:: Task to complete ::
Scan the records for "works". Show the matching lines.

:: Available data ::
PR #768, opened 2019-09-16
item -> name, code -> key code, number -> key serial number

### LINKED ISSUE #730: Consistent Titles
It would be helpful if the titles were consistent when inputting keys into PEAKS (ie Key Name, Key Code, Key Serial).  When creating a key the key name is titled: Item.  When adding a key serial the key serial is titled: number.  Thank you! 

--------------------
Votes: 2
Author: sjoseph
Voters: sjoseph2,rcasteli

laholstege:
closes #730

### DIFF
--- a/Keas.Mvc/ClientApp/components/Access/AccessEditValues.tsx
+++ b/Keas.Mvc/ClientApp/components/Access/AccessEditValues.tsx
@@ -71,7 +71,7 @@ export default class AccessEditValues extends React.Component<IProps, {}> {
                 )}
                 <div className="wrapperasset">
                     <FormGroup>
-                        <Label for="item">Item</Label>
+                        <Label for="name">Name</Label>
                         <Input
                             type="text"
                             className="form-control"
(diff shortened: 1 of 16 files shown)


jSylvestre:
@laholstege If you close a feedback issue, it hides it from the feedback site.
It would be nice for you to contact the people listed. You can use who.ucdavis.edu to get their emails.
Or if you don't want to, just slack me the issue and I'll do it.

Keas.Mvc/ClientApp/components/Access/AccessEditValues.tsx
```diff
@@ -71,7 +71,7 @@ export default class AccessEditValues extends React.Component<IProps, {}> {
                 )}
                 <div className="wrapperasset">
                     <FormGroup>
-                        <Label for="item">Item</Label>
+                        <Label for="name">Name</Label>
```
srkirkland: the `for="name"` doesn't actually do anything unless we added a name attr to the related input, which maybe we should do.  I think it's an accessibility thing.  Nothing to do with your PR really, just something that stuck out

PR #772, opened 2019-09-18
Nf/updated bigfix components and fetch errors handling

NabilFurmoli:


Keas.Mvc/Services/BigfixService.cs
```diff
@@ -66,12 +66,19 @@ public async Task<BigfixComputerSearchResult[]> GetComputersByName(string name)
...
-            using (var bf = GetClient())
+            try {
+                using (var bf = GetClient())
+                {
+                    var results = await bf.Computers.Get(id);
+
+                    return new BigFixComputerProperties(results);
+                }
+            } 
+            catch (Exception)
```
srkirkland: Do no swallow exceptions inside of a service.  Other callers may also use this service and should have the option of catching specific errors

Keas.Mvc/Controllers/Api/EquipmentController.cs
```diff
@@ -324,16 +324,24 @@ public async Task<IActionResult> GetHistory(int id)
             return Json(history);
         }
 
-        public async Task<BigFixComputerProperties> GetComputer(string id)
+        public async Task<IActionResult> GetComputer(string id)
         {
-            return await this._bigfixService.GetComputer(id);
+            var result = await this._bigfixService.GetComputer(id);
```
srkirkland: if you want to try/catch here, that would be a better spot.  Also, why not just handle it in the client?  is the appropriate data not being transferred through?

Keas.Mvc/Services/BigfixService.cs
NabilFurmoli: fixed

Keas.Mvc/Controllers/Api/EquipmentController.cs
NabilFurmoli: so, as you mentioned, for now, I handled the exception here. one thing I am not quite sure is that how bigfix server handles the invalid id. if we don't catch the exception here, on our client-side we receive a 500 Internal Server Error.

NabilFurmoli:
@jSylvestre the PR does not add new features to the application, in this PR I have only reconstructed Bigfix related components to make them more readable and cleaner, also I have updated error handling logics used in those components for fetching data.

Keas.Mvc/ClientApp/components/Equipment/EquipmentBigFixInfo.tsx
```diff
@@ -127,27 +110,34 @@ export default class EquipmentBigFixInfo extends React.Component<IProps, IState>
...
-        if (!response.ok) {
-            // show the invalid Bigfix-id message.
+        let response = null;
+        try {
+            response = await this.context.fetch(
+                `/api/${this.context.team.slug}/equipment/GetComputer/${id}`
+            );
+        } catch (err) {
+            if (err.message === "Not Found") {
+                toast.error("Not a valid Bigfix id, please make sure to enter a valid Bigfix id.");
```
laholstege: @NabilFurmoli this shouldn't be a toast, the modal should pop up with an error telling the user that their id is invalid.

Keas.Mvc/ClientApp/components/Equipment/EquipmentBigFixSearchId.tsx
```diff
@@ -13,13 +16,16 @@ import {
 } from 'reactstrap';
 import { Context } from '../../Context';
 import { IBigFixSearchedName } from '../../Types';
+import { threadId } from 'worker_threads';
+import { isThisQuarter } from 'date-fns';
```
srkirkland: @NabilFurmoli remove these lines, they are not used anywhere

Keas.Mvc/Controllers/Api/EquipmentController.cs
```diff
@@ -324,16 +325,41 @@ public async Task<IActionResult> GetHistory(int id)
...
+                 return Json(result);
+            }
+            catch (BigfixApiException ex) 
+            {
+                if (ex.StatusCode == System.Net.HttpStatusCode.NotFound)
+                {
+                    return NotFound();
+                }
+                else
+                    throw;
```
srkirkland: keep using `{ }` for else statements even if they are one-liners

Keas.Mvc/Controllers/Api/EquipmentController.cs
```diff
@@ -324,16 +325,41 @@ public async Task<IActionResult> GetHistory(int id)
...
+                {
+                    var result = await this._bigfixService.GetComputersByName(value);
+                    if (result.Length == 0)
+                        return NotFound();
+
+                    else
+                        return Json(result);
+
+                } catch (BigfixApiException) {
+                    throw;
```
srkirkland: @NabilFurmoli don't bother catching if you are just going to re-throw

Keas.Mvc/ClientApp/components/Equipment/EquipmentBigFixSearchId.tsx
```diff
@@ -219,45 +233,61 @@ export default class EquipmentBigFixSearchId extends React.Component<
...
-        isValidSearch: false
-      });
-    } else {
-      const firstFiveName = response.slice(0, 5);
-      this.setState({
-        isFetched: true,
-        isSearching: false,
-        listOfComputers: firstFiveName
-      });
+      debugger;
```
laholstege: @NabilFurmoli you should take this out, and fix the other tslint warnings on this page. but other than that looks good! :shipit:

PR #773, opened 2019-09-19
Update StringExtensions.cs

NabilFurmoli:
on the server-side, if formating a phone number throws an exception we simply return the value.

### DIFF
--- a/Keas.Core/Extensions/StringExtensions.cs
+++ b/Keas.Core/Extensions/StringExtensions.cs
@@ -4,22 +4,29 @@ using System.Text;
 using Humanizer;
 using PhoneNumbers;
 
-namespace Keas.Core.Extensions {
-    public static class StringExtensions {
-        public static string SafeHumanizeTitle (this string value) {
-            if (string.IsNullOrWhiteSpace (value)) {
+namespace Keas.Core.Extensions
+{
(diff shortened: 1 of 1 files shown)


jSylvestre:
I really don't like the style of putting the { on the same line.

NabilFurmoli:
I fixed the code format, I was using a weird C# format extension in vscode apparently.

Keas.Core/Extensions/StringExtensions.cs
```diff
@@ -23,19 +23,26 @@ public static string FormatPhone(this string value)
...
+            var phone = "";
+            try 
             {
-                if (phoneNumberUtil.IsValidNumber(phoneNumber))
-                {
-                    return phoneNumberUtil.Format(phoneNumber, PhoneNumberFormat.INTERNATIONAL);
-                }
+                var phoneNumberUtil = PhoneNumbers.PhoneNumberUtil.GetInstance ();
+                var phoneNumber = phoneNumberUtil.ParseAndKeepRawInput (value, "US");
+                phone = phoneNumberUtil.Format (phoneNumber, PhoneNumberFormat.NATIONAL);
```
srkirkland: This doesn't look used anywhere

PR #785, opened 2019-09-26
Lh/autofocus person

### LINKED ISSUE #784: autofocus assign person input
possibly move "Go!" Button so user doesn't have to scroll to the very bottom

laholstege:
autofocuses person input when opening assign modal
closes #784


laholstege:
weird interaction with modals if we disable autofocus on the modal

Issue #736, opened 2019-09-05
update context, react-router


laholstege:
see if react-router-dom 5.0 works well enough to use

laholstege:
https://github.com/ReactTraining/react-router/issues/6885

PR #791, opened 2019-10-01
Lh/react router

laholstege:
#736


laholstege:
there's weird interactions between spaces and keys that i still need to resolve

PR #407, opened 2021-05-18
Prepare the 1.5.2 release

stof:


mahagr:
Looks like this version works without any issues in Gantry 5.5, thank you for all your work!

PR #408, opened 2021-05-18
Drop support for PHP older than 7.2

### LINKED ISSUE #314: [RFC] Min supported version for 2.0
This is restarting the discussion of #202 based on new changes in downstream needs that blocked the decisions previously.

Note that this discussion is about the **minimum** supported version of PHP. The range of supported version will go from that minimum version up to the current PHP version. so downstream projects that already requires a higher minimum version than us are totally fine. The issue is if they want to keep support for a version *lower* than our minimum.
Also note that this change will apply only to 2.0. Our maintenance branch for 1.x will still support PHP 5.6+, but it won't receive anything else than critical bug fixes once 2.0 is out. That's still a solution for maintenance branches of downstream projects though if needed.

## Interesting features

The minimum supported PHP version will affect our ability to use these features in our own code:

- scalar types: PHP 7.0
- return types: PHP 7.0
- null-coalescing operator: PHP 7.0
- nullable types: PHP 7.1
- variance for signatures: PHP 7.2 (not needed for the Value objects, but useful if we want to port the dart-sass AST visitors later to allow using native types)
- typed properties: PHP 7.4 (nice-to-have, as our properties will stay private anyway to enforce immutability)
- union types: PHP 8 (useful for numbers, as they are `int|float`, i.e. the dart `num` type)
- enums: PHP 8.1 (could be nice to represent some parts of the AST or list separators for instance, but far too new to even consider PHP 8.1)

PHPUnit 8 is the first PHPUnit version which includes Life support, i.e. the fact that it will be made compatible with new PHP versions even after its end of maintenance. It requires PHP 7.2+. Being able to use PHPUnit 8+ would then make it much easier to maintain our tests (as we might not need to make tests compatible with a wide range of PHPUnit major versions to satisfy our PHP needs).

PHP 7.3 does not unlock any new feature by itself. So there is no reason to make it the min version (if we need to keep support for 7.3, we can keep support for 7.2 as well for the same maintenance cost).

## Downstream requirements

Top dependencies based on https://packagist.org/packages/scssphp/scssphp/dependents?order_by=downloads

- October CMS: 7.2.9
- Contao: 7.3
- Shopware: 7.2 (7.4 in their dev version)
- [Typo3 Bootstrap package](https://packagist.org/packages/bk2k/bootstrap-package): 7.2
- EZPlatform: 7.3
- OpenCart: 7.3 (taking the requirement from the master branch, as the latest tag is from 2018 instead and still uses `leafo/scssphp`)
- [Sass compiler for Typo3](https://packagist.org/packages/svewap/ws-scss): 7.2
- mediawiki/scss: 5.6  in the composer package. But Mediawiki itself now requires PHP 7.3

Extra known downstream projects:
- [SPIP](https://git.spip.net/spip-contrib-extensions/scssphp): 7.1 or 7.3 (see https://github.com/scssphp/scssphp/issues/310#issuecomment-796615476)
- Gantry 5: 5.6
- Grav (supported at least through Gantry, maybe by other themes too): 7.3
- Joomla 3 (supported at least through Gantry, maybe by other themes too): 5.3 (recommends 7.3+)
- Joomla 4: 7.2.5 (recommends 7.4+)
- Wordpress: 5.6. Recommends 7.4+

stof:
Closes #314

### DIFF
--- a/.github/workflows/ci.yml
+++ b/.github/workflows/ci.yml
@@ -13,7 +13,7 @@ jobs:
         strategy:
             fail-fast: false
             matrix:
-                php: [ '5.6', '7.0', '7.1', '7.2', '7.3', '7.4', '8.0' ]
+                php: [ '7.2', '7.3', '7.4', '8.0' ]
                 extensions: [ '' ]
                 os: [ubuntu-latest]
                 include:
--- a/bin/pscss
+++ b/bin/pscss
@@ -13,8 +13,8 @@
 
 error_reporting(E_ALL);
 
-if (version_compare(PHP_VERSION, '5.6') < 0) {
-    die('Requires PHP 5.6 or above');
+if (version_compare(PHP_VERSION, '7.2') < 0) {
+    die('Requires PHP 7.2 or above');
 }
 
 include __DIR__ . '/../scss.inc.php';
--- a/composer.json
+++ b/composer.json
@@ -26,7 +26,7 @@
         "psr-4": { "ScssPhp\\ScssPhp\\Tests\\": "tests/" }
     },
     "require": {
-        "php": ">=5.6.0",
+        "php": ">=7.2",
         "ext-json": "*",
         "ext-ctype": "*"
     },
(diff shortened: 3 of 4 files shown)


stof:
this does not modernize the codebase yet to add types. I'll do it in a separate PR after removing deprecated code.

:: Exercise response ::
see if react-router-dom 5.0 works well enough to use
Looks like this version works without any issues in Gantry 5.5, thank you for all your work!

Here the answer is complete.